== Segment start ==

PR #244, opened 2017-05-19
Use GetTypeInfo() for Type methods in Castle.Windsor project.

alinapopa:
Use GetTypeInfo() for Type methods

### DIFF
--- a/src/Castle.Windsor/Core/CastleComponentAttribute.cs
+++ b/src/Castle.Windsor/Core/CastleComponentAttribute.cs
@@ -15,6 +15,7 @@
 namespace Castle.Core
 {
 	using System;
+	using System.Reflection;
 
 	/// <summary>
 	///   This attribute is useful only when you want to register all components
@@ -58,7 +59,7 @@ namespace Castle.Core
 
 		public static CastleComponentAttribute GetDefaultsFor(Type type)
 		{
-			var attribute = (CastleComponentAttribute)GetCustomAttribute(type, typeof(CastleComponentAttribute));
+			var attribute = (CastleComponentAttribute)type.GetTypeInfo().GetCustomAttribute(typeof(CastleComponentAttribute));
 			if (attribute != null)
 			{
 				if (attribute.ServicesSpecifiedExplicitly == false)
--- a/src/Castle.Windsor/MicroKernel/Registration/BasedOnDescriptor.cs
+++ b/src/Castle.Windsor/MicroKernel/Registration/BasedOnDescriptor.cs
@@ -18,6 +18,7 @@ namespace Castle.MicroKernel.Registration
 	using System.Collections.Generic;
 	using System.ComponentModel;
 	using System.Linq;
+	using System.Reflection;
 
 	using Castle.Core;
 	using Castle.MicroKernel.Lifestyle.Scoped;
@@ -456,13 +457,13 @@ namespace Castle.MicroKernel.Registration
 			var actuallyBasedOn = new List<Type>();
 			foreach (var potentialBase in potentialBases)
 			{
-				if (potentialBase.IsAssignableFrom(type))
+				if (potentialBase.GetTypeInfo().IsAssignableFrom(type))
 				{
 					actuallyBasedOn.Add(potentialBase);
 				}
-				else if (potentialBase.IsGenericTypeDefinition)
+				else if (potentialBase.GetTypeInfo().IsGenericTypeDefinition)
 				{
-					if (potentialBase.IsInterface)
+					if (potentialBase.GetTypeInfo().IsInterface)
 					{
 						if (IsBasedOnGenericInterface(type, potentialBase, out baseTypes))
 						{
@@ -517,14 +518,14 @@ namespace Castle.MicroKernel.Registration
 		{
 			while (type != null)
 			{
-				if (type.IsGenericType &&
+				if (type.GetTypeInfo().IsGenericType &&
 				    type.GetGenericTypeDefinition() == basedOn)
 				{
 					baseTypes = new[] { type };
 					return true;
 				}
 
-				type = type.BaseType;
+				type = type.GetTypeInfo().BaseType;
 			}
 			baseTypes = null;
 			return false;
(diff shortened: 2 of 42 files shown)


src/Castle.Windsor/Core/CastleComponentAttribute.cs
```diff
@@ -58,7 +59,7 @@ public bool HasName
 
 		public static CastleComponentAttribute GetDefaultsFor(Type type)
 		{
-			var attribute = (CastleComponentAttribute)GetCustomAttribute(type, typeof(CastleComponentAttribute));
+			var attribute = type.GetTypeInfo().GetCustomAttribute(typeof(CastleComponentAttribute)) as CastleComponentAttribute;
 			if (attribute != null)
```
jeremymeng: keep the direct cast

src/Castle.Windsor/MicroKernel/SubSystems/Conversion/AttributeAwareConverter.cs
```diff
@@ -67,7 +68,7 @@ private ITypeConverter TryGetConverterInstance(Type type)
 		{
 			ITypeConverter converter = null;
 
-			var attr = (ConvertibleAttribute)Attribute.GetCustomAttribute(type, typeof(ConvertibleAttribute));
+			var attr = type.GetTypeInfo().GetCustomAttribute(typeof(ConvertibleAttribute)) as ConvertibleAttribute;
```
jeremymeng: keep the direct cast

src/Castle.Windsor/MicroKernel/Registration/BasedOnDescriptor.cs
```diff
@@ -535,11 +536,10 @@ private static bool IsBasedOnGenericInterface(Type type, Type basedOn, out Type[
...
 			foreach (var @interface in type.GetInterfaces())
 			{
-				if (@interface.IsGenericType &&
+				if (@interface.GetTypeInfo().IsGenericType &&
 				    @interface.GetGenericTypeDefinition() == basedOn)
 				{
-					if (@interface.ReflectedType == null &&
-					    @interface.ContainsGenericParameters)
+					if (@interface.GetTypeInfo().ContainsGenericParameters)
 					{
```
jeremymeng: Should we wrap ReflectedType in a #if? It is in net45, and also added in netstandard2.0.

src/Castle.Windsor/MicroKernel/Registration/ServiceDescriptor.cs
```diff
@@ -229,14 +230,14 @@ private IEnumerable<Type> GetTopLevelInterfaces(Type type)
...
-			if (!serviceType.IsInterface)
+			if (!serviceType.GetTypeInfo().IsInterface)
 			{
 				return serviceType;
 			}
 			// This is a workaround for a CLR bug in
 			// which GetInterfaces() returns interfaces
 			// with no implementations.
-			if (serviceType.IsGenericType && serviceType.ReflectedType == null)
+			if (serviceType.GetTypeInfo().IsGenericType)
```
jeremymeng: Should we wrap ReflectedType in a #if? It is in net45, and also added in netstandard2.0.

src/Castle.Windsor/MicroKernel/Registration/BasedOnDescriptor.cs
alinapopa: Added #if FEATURE_REFLECTION_REFLECTEDTYPE

src/Castle.Windsor/Core/CastleComponentAttribute.cs
alinapopa: Fixed

src/Castle.Windsor/MicroKernel/SubSystems/Conversion/AttributeAwareConverter.cs
alinapopa: Fixed

src/Castle.Windsor/MicroKernel/Registration/BasedOnDescriptor.cs
alinapopa: Added #if FEATURE_REFLECTION_REFLECTEDTYPE

src/Castle.Windsor/MicroKernel/Registration/BasedOnDescriptor.cs
```diff
@@ -535,11 +536,14 @@ private static bool IsBasedOnGenericInterface(Type type, Type basedOn, out Type[
...
-				if (@interface.IsGenericType &&
+				if (@interface.GetTypeInfo().IsGenericType &&
 				    @interface.GetGenericTypeDefinition() == basedOn)
 				{
-					if (@interface.ReflectedType == null &&
-					    @interface.ContainsGenericParameters)
+					if (@interface.GetTypeInfo().ContainsGenericParameters
+#if FEATURE_REFLECTION_REFLECTEDTYPE
+						&& @interface.ReflectedType == null
+#endif
```
jonorossi: I'm not a fan of the two usages of `FEATURE_REFLECTION_REFLECTEDTYPE`, this isn't conditionally compiling functionality out (e.g. serialization or System.Web support) but something that shouldn't really differ between the builds on both runtimes otherwise it could introduce subtle bugs.

I don't know if DeclaringType could be used in place of ReflectedType here, but we removed the one usage of ReflectedType from Castle Core in https://github.com/castleproject/Core/commit/87c36c31490be1a7638ce4b0fb5441b5c4854c89 by passing the object's type around.

alinapopa: Because in both these places `ReflectedType` is just used to check for null (and not actually doing anything with the ReflectedType), I would say it doesn't make a difference if it's the base or derived type returned and therefore replacing it with `DeclaringType` is safe.

jonorossi: Sounds good to me. I think the only scenario where `ReflectedType` would return null would be for global methods on a module, and `DeclaringType` would also be null.

alinapopa: Replaced ReflectedType with DeclaringType

PR #246, opened 2017-05-19
Remove ICloneable

alinapopa:
Remove ICloneable

### DIFF
--- a/src/Castle.Windsor.Tests/MicroKernel/ArgumentsTestCase.cs
+++ b/src/Castle.Windsor.Tests/MicroKernel/ArgumentsTestCase.cs
@@ -102,7 +102,6 @@ namespace Castle.Windsor.Tests.MicroKernel
 			Assert.AreEqual(value, arguments["boo!"]);
 		}
 
-#if !SILVERLIGHT
 		[Test]
 		public void Custom_stores_get_picked_over_default_ones_in_clone()
 		{
@@ -112,11 +111,10 @@ namespace Castle.Windsor.Tests.MicroKernel
 
 			arguments.Add(key, value);
 
-			var clone = (IDictionary)((ICloneable)arguments).Clone();
+			var clone = arguments.Clone();
 
 			Assert.AreEqual(value, clone["boo!"]);
 		}
-#endif
 
 		[Test]
 		public void Handles_Type_as_key()
--- a/src/Castle.Windsor/MicroKernel/Handlers/DefaultGenericHandler.cs
+++ b/src/Castle.Windsor/MicroKernel/Handlers/DefaultGenericHandler.cs
@@ -364,13 +364,14 @@ namespace Castle.MicroKernel.Handlers
 			var extendedProperties = ComponentModel.ExtendedProperties;
 			if (extendedProperties != null && extendedProperties.Count > 0)
 			{
-#if !SILVERLIGHT
-				if (extendedProperties is ICloneable)
+				if (extendedProperties is Arguments)
 				{
-					extendedProperties = (IDictionary)((ICloneable)extendedProperties).Clone();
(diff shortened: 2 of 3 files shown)


src/Castle.Windsor/MicroKernel/Handlers/DefaultGenericHandler.cs
```diff
@@ -364,7 +364,7 @@ private IDictionary GetExtendedProperties()
 			var extendedProperties = ComponentModel.ExtendedProperties;
 			if (extendedProperties != null && extendedProperties.Count > 0)
 			{
-#if !SILVERLIGHT
+#if FEATURE_ICLONEABLE
 				if (extendedProperties is ICloneable)
 				{
 					extendedProperties = (IDictionary)((ICloneable)extendedProperties).Clone();
```
jonorossi: I know I'm making you do more work than just a straight port 😄 , but I think it is valuable fixing some tech debt as .NET Core will be the primary target for new development so should work optimally.

As it is well known now, Microsoft discourages implementing `ICloneable` on a public API. We aren't really doing that here since it is explicitly implemented but we can get rid of the usage anyway. Interestingly as far as I can tell it isn't a deep clone just new internal dictionary that it wraps with the same items.

Since `ComponentModel.ExtendedProperties` is always an instance of `Arguments` (unless you are strangely creating your own `ComponentModel` instances) we can just do a check for that type instead of `ICloneable`

So keeping `Clone` without `ICloneable`:
- Remove `Arguments` implementing `ICloneable`
- Make `Arguments.Clone` internal, it is already an explicitly implemented anyway
- Fix this if-statement so it doesn't double create an `Arguments` class, it currently creates one when cloning then another immediately afterwards.

... after I wrote the last line I'm now looking at the code and really can't work out why it needs to be cloneable since the `Arguments` constructor takes a `IDictionary` and will just populate a new internal dictionary with everything, all the extra comparer stuff is confusing.

- Commit this was added: https://github.com/castleproject/Windsor/commit/c25a4f33eec9a1e73135827e1c3a83bc9b3f0ec2
- Old issue it makes reference to: https://github.com/castleproject/castle-youtrack-export/blob/master/IOC/IOC-282.xml

I'm actually now inclined to remove the cloning stuff, especially if that is the only unit test that fails, it is a unit tests for unit test sake.

alinapopa: @jonorossi I made now Clone() internal and kept it because otherwise that comparer will be lost and I don't know what is the effect of that.. Do you want to remove it all? So `GetExtendedProperties()` will just return `new Arguments(extendedProperties)`

src/Castle.Windsor.Tests/MicroKernel/ArgumentsTestCase.cs
```diff
@@ -102,22 +102,6 @@ public void Custom_stores_get_picked_over_default_ones()
...
-		[Test]
-		public void Custom_stores_get_picked_over_default_ones_in_clone()
-		{
-			var arguments = new Arguments(new CustomStringComparer());
-			var key = "foo";
-			var value = new object();
-
-			arguments.Add(key, value);
-
-			var clone = (IDictionary)((ICloneable)arguments).Clone();
```
jonorossi: I thought this unit test would still work, just remove the cast to `ICloneable`?

alinapopa: Yes but it needs `Clone()` to be public.

jonorossi: Ah yes, let's just make `Clone` public.

alinapopa: Done

PR #249, opened 2017-05-23
Add FEATURE_SECURITY_PERMISSIONS

alinapopa:
Add conditional compilation symbol FEATURE_SECURITY_PERMISSIONS

### DIFF
--- a/src/Castle.Windsor/MicroKernel/ComponentActivator/DefaultComponentActivator.cs
+++ b/src/Castle.Windsor/MicroKernel/ComponentActivator/DefaultComponentActivator.cs
@@ -18,7 +18,9 @@ namespace Castle.MicroKernel.ComponentActivator
 	using System.Reflection;
 	using System.Runtime.Serialization;
 	using System.Security;
+#if FEATURE_REMOTING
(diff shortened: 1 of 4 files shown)


src/Castle.Windsor/MicroKernel/ComponentActivator/DefaultComponentActivator.cs
```diff
@@ -173,7 +173,7 @@ protected object CreateInstanceCore(ConstructorCandidate constructor, object[] a
 			return instance;
 		}
 
-#if (!SILVERLIGHT)
+#if FEATURE_SECURITY_PERMISSIONS
```
jonorossi: Maybe it would be better to use `FEATURE_SERIALIZATION` or `FEATURE_REMOTING` since the core of why this can't work on .NET Standard is `FormatterServices.GetUninitializedObject` which is for binary serialization.

alinapopa: I replaced it with FEATURE_REMOTING.

PR #250, opened 2017-05-23
Harmonising Castle Windsor with Castle Core

fir3pho3nixx:
Harmonised the look and feel of the solution with Castle Core, great to have things looking the same. Also moved build output to .\build in keeping with old build conventions. common.props lives in buildscripts for core so moved this across also. Made sure the build versions also behave similarly to castle core, local builds always have 0.0.0

### DIFF
--- a/.gitignore
+++ b/.gitignore
@@ -21,4 +21,6 @@ _ReSharper*
 *.sln.DotSettings.user
 *.DotSettings.user
 /Packages
+buildscripts/**/obj/
+buildscripts/**/bin/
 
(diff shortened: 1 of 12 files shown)


jonorossi:
Looks good, I'll merge this now. @alinapopa if you've got any review comments they can still easily be made.

alinapopa:
Looks good. The only comment I have is to remove `Packages` from gitignore if there is no folder with this name now.

alinapopa:
Also what is buildscripts.csproj for?

fir3pho3nixx:
@alinapopa - will fix gitignore in my next PR, no problem. The buildscripts.csproj is a conventional project which `auto` includes everything inside the BuildScripts folder into the solution so you can conveniently edit things inside VS2017 without having to diving out to the file system the whole time. It also doubles as a NuGet installer for things that are required by the build but are not referenced anywhere, an example would be something like NUnit Console(albeit I have not done it here just yet).

PR #257, opened 2017-05-24
Add conditional compilation symbol FEATURE_SYSTEM_CONFIGURATION

alinapopa:


src/Castle.Facilities.Synchronize/CreateOnUIThreadInspector.cs
```diff
@@ -171,8 +173,11 @@ private static IReference<IProxyGenerationHook> ObtainProxyHook(IConfiguration c
 						var message = String.Format("The specified controlProxyHook does " +
 						                            "not implement the interface {1}. Type {0}",
 						                            hookType.FullName, typeof(IProxyGenerationHook).FullName);
-
+#if FEATURE_SYSTEM_CONFIGURATION
 						throw new ConfigurationErrorsException(message);
+#else
+						throw new InvalidOperationException(message);
+#endif
```
alinapopa: @jonorossi What would be a good exception to throw here when `ConfigurationErrorsException` is not available?

jonorossi: You could just change it to `System.Exception` in all cases because it doesn't quite sound like `ConfigurationErrorsException` should have been used. However it is all a bit moot because this whole file needs to be wrapped in `#if FEATURE_WINFORMS`.

alinapopa: I've wrapped the file in `#if FEATURE_WINFORMS`

src/Castle.Facilities.Synchronize/Castle.Facilities.Synchronize-VS2017.csproj
```diff
@@ -33,4 +33,8 @@
   <ItemGroup>
     <Compile Include="..\..\buildscripts\CommonAssemblyInfo.cs" />
   </ItemGroup>
+
+  <PropertyGroup Condition="'$(TargetFramework)'=='net45'">
+    <DefineConstants>$(DefineConstants);FEATURE_WINFORMS</DefineConstants>
```
jonorossi: I'm curious why you defined `FEATURE_WINFORMS` in here, we're very unlikely to ever want to build the .NET Framework builds without this code and it is surfaced more clearly if they are all in `common.props`.

alinapopa: It's only needed in project Castle.Facilities.Synchronize project and in tests. I'll move it to common.props if it's preferable that way.

alinapopa: Moved it to common.props

jonorossi: Thanks

PR #258, opened 2017-05-24
Replace Uri.SchemeDelimiter

alinapopa:


src/Castle.Windsor/MicroKernel/SubSystems/Configuration/DefaultConfigurationStore.cs
```diff
@@ -181,7 +181,8 @@ public IConfiguration[] GetInstallers()
 
 		public IResource GetResource(String resourceUri, IResource resource)
 		{
-			if (resourceUri.IndexOf(Uri.SchemeDelimiter) == -1)
+			var uriSchemeDelimiter = "://";
```
fir3pho3nixx: Instead of hardcoding these values, is this perhaps something we should think about putting in the compatibility layer? You never know, it might end up being a thing again in subsequent releases of netstandard.

alinapopa: Uri.SchemeDelimiter comes back in 2.0. @jonorossi  at you ok with adding something like  `FEATURE_URIMETHODS` for this?

jonorossi: Looks like it is defined in `System.Private.Uri`.

[`public static readonly string SchemeDelimiter = "://";`](https://github.com/dotnet/corefx/blob/7df6b74cc4aeebc86e76b5c7901a59fa7fa793f6/src/System.Private.Uri/src/System/Uri.cs#L29)

Since it is a static field you can't add it to the compatibility code as is, probably best to still define it as a const or readonly field though.

fir3pho3nixx: Cool cool... just I have been here before and was wondering if we wanted create a shim for it. If not all good...

jonorossi: > Uri.SchemeDelimiter comes back in 2.0. @jonorossi at you ok with adding something like FEATURE_URIMETHODS for this?

Hmm, GitHub didn't tell me you commented after I loaded the page. I guess I'm looking in the wrong place for .NET Standard 2.0 APIs.

No idea how long we'll support .NET Standard 1.x for. Go for it, would be good to get `Uri.SchemeDelimiter` explicitly mentioned in Windsor's list of conditional symbols like Castle Core.

alinapopa: https://apisof.net/catalog/System.Uri.SchemeDelimiter 
https://github.com/dotnet/corefx/issues/10215

alinapopa: Added conditional symbol

jonorossi: Thanks. It looks like GitHub search is broken because it doesn't return `System.Runtime.cs` even though the change is in master: https://github.com/dotnet/corefx/search?q=SchemeDelimiter

PR #260, opened 2017-05-25
Refactor build cleanup

fir3pho3nixx:
Cutting everything over after checking NuGet's


fir3pho3nixx:
This is weird, lost status checks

== Segment end ==

▸ **What you will do**: In the lines above, find the word "when" and copy each line that contains it.

▸ **Exercise output**:
 	///   This attribute is useful only when you want to register all components
- Fix this if-statement so it doesn't double create an `Arguments` class, it currently creates one when cloning then another immediately afterwards.
alinapopa: @jonorossi What would be a good exception to throw here when `ConfigurationErrorsException` is not available?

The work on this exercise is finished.